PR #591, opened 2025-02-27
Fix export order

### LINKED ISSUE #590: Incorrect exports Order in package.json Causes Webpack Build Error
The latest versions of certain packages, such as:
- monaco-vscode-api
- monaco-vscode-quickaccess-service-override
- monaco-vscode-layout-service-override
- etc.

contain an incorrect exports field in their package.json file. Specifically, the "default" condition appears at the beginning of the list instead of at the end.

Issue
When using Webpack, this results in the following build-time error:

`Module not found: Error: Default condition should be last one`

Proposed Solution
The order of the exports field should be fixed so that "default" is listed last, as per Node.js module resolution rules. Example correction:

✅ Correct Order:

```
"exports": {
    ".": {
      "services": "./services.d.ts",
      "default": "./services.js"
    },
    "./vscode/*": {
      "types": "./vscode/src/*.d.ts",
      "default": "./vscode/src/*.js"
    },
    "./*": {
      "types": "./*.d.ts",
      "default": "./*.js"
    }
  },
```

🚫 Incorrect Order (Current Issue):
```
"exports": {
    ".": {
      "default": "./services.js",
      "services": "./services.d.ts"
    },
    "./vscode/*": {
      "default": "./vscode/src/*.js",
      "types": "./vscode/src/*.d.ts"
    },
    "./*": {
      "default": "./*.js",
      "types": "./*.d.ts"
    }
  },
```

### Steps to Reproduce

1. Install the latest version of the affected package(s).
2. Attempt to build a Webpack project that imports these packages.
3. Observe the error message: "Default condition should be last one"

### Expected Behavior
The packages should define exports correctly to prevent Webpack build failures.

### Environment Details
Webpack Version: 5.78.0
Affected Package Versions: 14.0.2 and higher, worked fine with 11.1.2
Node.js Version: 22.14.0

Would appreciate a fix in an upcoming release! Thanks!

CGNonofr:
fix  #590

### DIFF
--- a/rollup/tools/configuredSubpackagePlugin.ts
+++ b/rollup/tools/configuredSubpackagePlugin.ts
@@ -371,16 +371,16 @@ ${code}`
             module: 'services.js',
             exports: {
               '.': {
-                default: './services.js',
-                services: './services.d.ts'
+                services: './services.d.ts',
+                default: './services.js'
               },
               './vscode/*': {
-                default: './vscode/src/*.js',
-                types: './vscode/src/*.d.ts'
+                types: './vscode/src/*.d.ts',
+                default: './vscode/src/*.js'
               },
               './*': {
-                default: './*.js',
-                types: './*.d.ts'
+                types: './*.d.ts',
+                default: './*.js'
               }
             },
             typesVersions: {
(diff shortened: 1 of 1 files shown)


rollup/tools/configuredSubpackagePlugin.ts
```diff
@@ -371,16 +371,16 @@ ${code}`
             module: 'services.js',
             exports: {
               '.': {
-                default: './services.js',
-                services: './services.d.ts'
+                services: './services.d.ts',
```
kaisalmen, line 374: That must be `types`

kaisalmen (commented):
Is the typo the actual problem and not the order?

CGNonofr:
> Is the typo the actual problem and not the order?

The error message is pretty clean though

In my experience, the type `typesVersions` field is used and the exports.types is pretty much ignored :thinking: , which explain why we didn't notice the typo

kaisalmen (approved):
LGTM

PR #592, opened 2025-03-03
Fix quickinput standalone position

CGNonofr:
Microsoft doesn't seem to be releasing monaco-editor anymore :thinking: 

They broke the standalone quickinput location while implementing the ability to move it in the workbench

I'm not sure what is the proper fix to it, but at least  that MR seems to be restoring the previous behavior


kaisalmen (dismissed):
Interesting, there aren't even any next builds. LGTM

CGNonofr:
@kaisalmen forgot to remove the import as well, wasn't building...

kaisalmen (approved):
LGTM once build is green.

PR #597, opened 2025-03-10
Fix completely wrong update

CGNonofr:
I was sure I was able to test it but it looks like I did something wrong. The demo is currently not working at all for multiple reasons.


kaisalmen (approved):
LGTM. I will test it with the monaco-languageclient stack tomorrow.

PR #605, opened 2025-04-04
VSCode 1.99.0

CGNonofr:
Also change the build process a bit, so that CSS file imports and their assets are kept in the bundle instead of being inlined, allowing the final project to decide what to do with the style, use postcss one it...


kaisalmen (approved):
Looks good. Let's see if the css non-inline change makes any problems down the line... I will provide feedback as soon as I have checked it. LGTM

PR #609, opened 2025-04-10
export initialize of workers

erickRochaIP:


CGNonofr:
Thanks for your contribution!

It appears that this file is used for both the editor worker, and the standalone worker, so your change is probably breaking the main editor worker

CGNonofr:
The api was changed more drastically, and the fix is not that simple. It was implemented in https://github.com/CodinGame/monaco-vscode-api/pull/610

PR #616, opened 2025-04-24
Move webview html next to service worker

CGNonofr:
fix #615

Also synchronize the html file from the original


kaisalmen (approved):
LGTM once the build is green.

--

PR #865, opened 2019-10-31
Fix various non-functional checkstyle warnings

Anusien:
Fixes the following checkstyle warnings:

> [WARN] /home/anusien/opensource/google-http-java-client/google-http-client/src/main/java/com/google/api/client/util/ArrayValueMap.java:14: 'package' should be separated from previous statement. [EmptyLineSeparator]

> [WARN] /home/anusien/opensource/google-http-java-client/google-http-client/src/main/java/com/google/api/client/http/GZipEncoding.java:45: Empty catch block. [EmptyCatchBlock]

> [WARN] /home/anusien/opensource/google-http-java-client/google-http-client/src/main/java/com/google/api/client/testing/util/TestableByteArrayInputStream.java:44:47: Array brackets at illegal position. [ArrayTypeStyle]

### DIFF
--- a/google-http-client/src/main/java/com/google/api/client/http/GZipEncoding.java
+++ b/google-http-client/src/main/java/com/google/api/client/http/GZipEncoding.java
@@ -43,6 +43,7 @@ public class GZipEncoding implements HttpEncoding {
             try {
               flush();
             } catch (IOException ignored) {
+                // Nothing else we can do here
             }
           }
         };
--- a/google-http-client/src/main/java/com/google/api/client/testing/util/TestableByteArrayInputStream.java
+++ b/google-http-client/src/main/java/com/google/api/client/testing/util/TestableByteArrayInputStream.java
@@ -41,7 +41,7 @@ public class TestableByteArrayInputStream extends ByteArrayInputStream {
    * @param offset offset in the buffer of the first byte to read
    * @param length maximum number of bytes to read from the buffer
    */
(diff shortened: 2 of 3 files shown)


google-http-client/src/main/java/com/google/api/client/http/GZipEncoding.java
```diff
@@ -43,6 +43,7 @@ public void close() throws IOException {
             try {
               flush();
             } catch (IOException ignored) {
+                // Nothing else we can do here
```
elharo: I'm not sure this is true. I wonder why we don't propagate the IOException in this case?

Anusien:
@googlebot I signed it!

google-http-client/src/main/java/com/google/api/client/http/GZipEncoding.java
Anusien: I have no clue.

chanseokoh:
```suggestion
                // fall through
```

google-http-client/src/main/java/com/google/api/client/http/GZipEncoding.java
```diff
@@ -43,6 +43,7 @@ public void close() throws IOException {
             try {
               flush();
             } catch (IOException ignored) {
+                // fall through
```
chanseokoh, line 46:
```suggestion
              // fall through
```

» What the exercise asks: Report how many lines of the entries include the word "project", and let the number stand alone.

» Solution to this task: 2